I am reading a beautiful book now, by Wendell Berry, called Hannah Coulter. Hannah, the narrator, says, “I need to tell about my people in their grief. I don’t think grief is something they get over or get away from. In a little community like this it is around us and in us all the time, and we know it. We know that every night, war or no war, there are people lying awake grieving, and every morning there are people waking up to absences that never will be filled. But we shut our mouths and go ahead. How we are is “Fine.” There are always a few who will recite their complaints, but the proper answer to “How are you?” is “Fine.” The thing you have most dreaded has happened at last. The worst thing you might have expected has happened, and you didn’t expect it.”

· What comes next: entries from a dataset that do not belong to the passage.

PR #2515, opened 2025-12-04
Utilize a separate pipeline for release tasks

nagilson:
Succeeds https://github.com/dotnet/vscode-dotnet-runtime/pull/2411

To migrate to a standardized deployment approach, we'd like to move away from the legacy Azure DevOps release mechanisms. The best way I've seen to do that is to have a separate release pipeline which handles only release activities - the release pipeline must be quite restricted which causes issues even trying to run our security scanners and compliance tools such as SBOM, so trying to create a deployment off our existing pipeline served challenging.

This approach is based off of the vscode-csharp release pipeline. https://github.com/dotnet/vscode-csharp/blob/main/azure-pipelines/release.yml

An example run is here: https://dev.azure.com/dnceng/internal/_build/results?buildId=2858298&view=results

Other updates to make this work:
- Signing is not done on non-CI workflows by default, so we don't run into failures trying to pack when I run test pipeline runs in internal
- We print the pipeline workspace since it's the standard approach for staging deployment artifacts
- We pass the artifacts and package lock files to enable `npm ci` install of vsce. This is because we are blocked from installing updates in a ci machine so it would fail anytime a package sub dependency got an update (which happens nearly daily)
- updates get version logic and other logic to work in a new deployment scenario
- verifies PAT token 
- removes custom SBOM logic as SBOM no longer fails as it used to 

Thank you to @/joerobich who was very helpful in explaining the vscode-csharp-release structure.

### DIFF
--- a/release.yml
+++ b/release.yml
@@ -136,7 +136,7 @@ extends:
                     }
                     Else {
                       Write-Host "##[command]npx vsce $publishArgsString"
-
+                      npx vsce @publishArgs
                       if ($LASTEXITCODE -ne 0) {
                         throw "vsce publish failed with exit code $LASTEXITCODE."
                       }


release.yml
```diff
@@ -0,0 +1,92 @@
...
+                    If ("${{ parameters.SignType }}" -ne "Real") {
+                      Write-Host "With a test-signed build, the command to publish is printed instead of run."
+                      Write-Host "##[command]npx vsce $publishArgs"
+
+                      Write-Host "🔒 Verify PAT."
+                      npx vsce verify-pat --azure-credential ms-dotnettools
+                    }
+                    Else {
+                      Write-Host "##[command]npx vsce $publishArgs"
+
```
nagilson: We need to make this run the vsce step once we're sure that everything is working.

release.yml
```diff
@@ -0,0 +1,121 @@
+trigger: none
+pr: none
+
+parameters:
+  - name: test
+    type: boolean
+    default: true
```
MiYanni: nit: For consistency, keep list elements, `- {prop}`, aligned with the parent property. Thus,

```suggestion
parameters:
- name: test
  type: boolean
  default: true
```

You did this with `variables:` and `repositories:` and other stuff below. It still works if it is indented extra, but it just adds to confusion about YAML if they're all not the same.

release.yml
```diff
@@ -0,0 +1,121 @@
...
+            pipeline: officialBuildCI
+            artifactName: package_files
+            destinationPath: $(Pipeline.Workspace)/package_files
+        strategy:
+          runOnce:
+            deploy:
+              steps:
+              - template: pipeline-templates/install-node.yaml@self
+              - template: pipeline-templates/list-file-structure.yaml@self
+              - bash: |
```
MiYanni: `bash:` is a shorthand for this task: https://learn.microsoft.com/en-us/azure/devops/pipelines/tasks/reference/bash-v3?view=azure-pipelines

Any reason this script needs to be bash on Windows? It then requires the script to run under WSL. Copilot could probably directly convert this to PowerShell pretty easily. Then, this entire job just uses PowerShell.

release.yml
nagilson: Great consideration, thanks.

release.yml
```diff
@@ -0,0 +1,126 @@
...
+              - pwsh: |
+                  $packageFilesDir = Join-Path '$(Pipeline.Workspace)' 'package_files'
+                  if (-not (Test-Path $packageFilesDir)) {
+                    Write-Error "package_files artifact was not downloaded."
+                    exit 1
+                  }
+
+                  Push-Location $packageFilesDir
+                  try {
+                    npm ci
```
jaredpar, line 101: If this command fails the pipeline will still succeed (pretty sure). The default failure behavior for powershell is to emit an error, not throw an exception. Also not sure that the `try / finally` is needed given the current settings.

release.yml
nagilson: I've converted this to pwsh. Thanks ;)

release.yml
nagilson: I think when it tries to expand `.version` it would fail, but that's a great point. I've improved this logic. With the new settings, I think the try catch makes more sense.

release.yml
nagilson: @MiYanni Are you good with the changes I made since last review + the feedback response? Thanks again for taking a look.

MiYanni (approved):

And so here we are, 2021. Technical difficulties, weather issues, supply chain dilemmas; and we are isolated, apart from loved ones, unemployed, perhaps hungry. We reach out with assistance when we can; zip into a bit of Zoom and call one another on the phone. Somehow we stay connected with those we love and care about, and in caring about ourselves, we remember to put our own oxygen mask on first, so that breathing, and taking time to nurture ourselves we can help others, with kindness and gentleness of spirit. Let’s go forth now into the day remembering we are probably a lot healthier mentally than we think. Let’s remember to breathe and have some fun. Where on earth is that old dusty trumpet? Let’s have a blast, chilly winter that it is.


With thanks to potter and hiking buddy, Debbie Stewart for the book, Hannah Coulter by Wendell Berry, and to Jackie Stone for Jaber Crow, also by Wendell Berry.